[Records to use — start]

PR #697, opened 2024-05-20
tests/api/images: force unmap/release to be perform after check

rjodinchr:
Depending on values in device_properties, some platform can perform the unmap when the function is called, not when the app calls clFinish.
Force this behavior by adding a userevent to control when the unmap can be performed.

It might also fix flakyness in github CI. Not too sure.

### DIFF
--- a/tests/api/images.cpp
+++ b/tests/api/images.cpp
@@ -727,7 +727,12 @@ TEST_F(WithCommandQueue, 1DBufferImageUnmapAfterRelease) {
         buffer,                       // buffer
     };
 
+    // clvk controller can decide to submit command directly after being
+    // enqueued. As we need to make sure that the unmap command will not be
+    // executed before we call Finish, we add this event to garantee this
+    // property.
     auto event = CreateUserEvent();
+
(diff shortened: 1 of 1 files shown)


tests/api/images.cpp
```diff
@@ -727,7 +727,12 @@ TEST_F(WithCommandQueue, 1DBufferImageUnmapAfterRelease) {
         buffer,                       // buffer
     };
 
+    // clvk controller can decide to submit command directly after being
+    // enqueued. As we need to make sure that the unmap command will not be
+    // executed before we call Finish, we add this event to garantee this
```
kpet, line 732:
```suggestion
    // executed before we call Finish, we add this event to guarantee this
```

tests/api/images.cpp
```diff
@@ -771,7 +776,12 @@ TEST_F(WithCommandQueue, 1DBufferImageReleaseAfterUnmap) {
...
```
kpet, line 781:
```suggestion
    // executed before we call Finish, we add this event to guarantee this
```

kpet (approved):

[Records to use — finish]

● **What is being asked**: Up to and including the line containing "--- a/tests/api/images.cpp", please write out the listing exactly, starting from its first line.

● **Reply**:
PR #697, opened 2024-05-20
tests/api/images: force unmap/release to be perform after check

rjodinchr:
Depending on values in device_properties, some platform can perform the unmap when the function is called, not when the app calls clFinish.
Force this behavior by adding a userevent to control when the unmap can be performed.

It might also fix flakyness in github CI. Not too sure.

### DIFF
--- a/tests/api/images.cpp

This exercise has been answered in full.